**** Exercise materials

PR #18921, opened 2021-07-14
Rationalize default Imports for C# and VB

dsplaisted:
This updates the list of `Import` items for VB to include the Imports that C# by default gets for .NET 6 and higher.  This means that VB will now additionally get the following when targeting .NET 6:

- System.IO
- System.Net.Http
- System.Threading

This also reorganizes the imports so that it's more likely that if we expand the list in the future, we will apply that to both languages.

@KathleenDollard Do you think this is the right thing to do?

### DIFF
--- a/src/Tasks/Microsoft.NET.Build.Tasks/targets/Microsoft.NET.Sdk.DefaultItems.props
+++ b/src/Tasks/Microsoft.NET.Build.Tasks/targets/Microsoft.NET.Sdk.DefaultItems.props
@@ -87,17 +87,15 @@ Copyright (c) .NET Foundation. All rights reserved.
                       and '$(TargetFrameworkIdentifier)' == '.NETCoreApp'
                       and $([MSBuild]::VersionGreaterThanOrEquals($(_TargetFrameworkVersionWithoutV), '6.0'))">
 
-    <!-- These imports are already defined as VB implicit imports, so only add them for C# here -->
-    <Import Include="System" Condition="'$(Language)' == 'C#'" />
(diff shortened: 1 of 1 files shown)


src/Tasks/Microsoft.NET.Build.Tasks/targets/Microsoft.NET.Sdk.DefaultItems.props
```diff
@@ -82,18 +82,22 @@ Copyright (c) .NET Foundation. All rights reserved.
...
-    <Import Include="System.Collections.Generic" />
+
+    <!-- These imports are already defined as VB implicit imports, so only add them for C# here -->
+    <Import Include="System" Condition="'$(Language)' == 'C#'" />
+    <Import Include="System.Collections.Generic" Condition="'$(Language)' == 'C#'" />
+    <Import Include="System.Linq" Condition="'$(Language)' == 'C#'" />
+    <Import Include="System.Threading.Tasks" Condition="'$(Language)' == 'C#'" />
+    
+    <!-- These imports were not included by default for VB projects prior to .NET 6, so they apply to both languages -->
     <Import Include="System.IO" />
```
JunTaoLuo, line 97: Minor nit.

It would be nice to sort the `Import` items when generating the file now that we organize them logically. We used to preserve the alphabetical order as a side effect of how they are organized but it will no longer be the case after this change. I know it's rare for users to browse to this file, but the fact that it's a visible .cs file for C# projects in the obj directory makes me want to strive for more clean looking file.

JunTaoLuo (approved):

********

**Required action:** Repeat the listing above exactly. Add nothing.

**Solution:**
PR #18921, opened 2021-07-14
Rationalize default Imports for C# and VB

dsplaisted:
This updates the list of `Import` items for VB to include the Imports that C# by default gets for .NET 6 and higher.  This means that VB will now additionally get the following when targeting .NET 6:

- System.IO
- System.Net.Http
- System.Threading

This also reorganizes the imports so that it's more likely that if we expand the list in the future, we will apply that to both languages.

@KathleenDollard Do you think this is the right thing to do?

### DIFF
--- a/src/Tasks/Microsoft.NET.Build.Tasks/targets/Microsoft.NET.Sdk.DefaultItems.props
+++ b/src/Tasks/Microsoft.NET.Build.Tasks/targets/Microsoft.NET.Sdk.DefaultItems.props
@@ -87,17 +87,15 @@ Copyright (c) .NET Foundation. All rights reserved.
                       and '$(TargetFrameworkIdentifier)' == '.NETCoreApp'
                       and $([MSBuild]::VersionGreaterThanOrEquals($(_TargetFrameworkVersionWithoutV), '6.0'))">
 
-    <!-- These imports are already defined as VB implicit imports, so only add them for C# here -->
-    <Import Include="System" Condition="'$(Language)' == 'C#'" />
(diff shortened: 1 of 1 files shown)


src/Tasks/Microsoft.NET.Build.Tasks/targets/Microsoft.NET.Sdk.DefaultItems.props
```diff
@@ -82,18 +82,22 @@ Copyright (c) .NET Foundation. All rights reserved.
...
-    <Import Include="System.Collections.Generic" />
+
+    <!-- These imports are already defined as VB implicit imports, so only add them for C# here -->
+    <Import Include="System" Condition="'$(Language)' == 'C#'" />
+    <Import Include="System.Collections.Generic" Condition="'$(Language)' == 'C#'" />
+    <Import Include="System.Linq" Condition="'$(Language)' == 'C#'" />
+    <Import Include="System.Threading.Tasks" Condition="'$(Language)' == 'C#'" />
+    
+    <!-- These imports were not included by default for VB projects prior to .NET 6, so they apply to both languages -->
     <Import Include="System.IO" />
```
JunTaoLuo, line 97: Minor nit.

It would be nice to sort the `Import` items when generating the file now that we organize them logically. We used to preserve the alphabetical order as a side effect of how they are organized but it will no longer be the case after this change. I know it's rare for users to browse to this file, but the fact that it's a visible .cs file for C# projects in the obj directory makes me want to strive for more clean looking file.

JunTaoLuo (approved):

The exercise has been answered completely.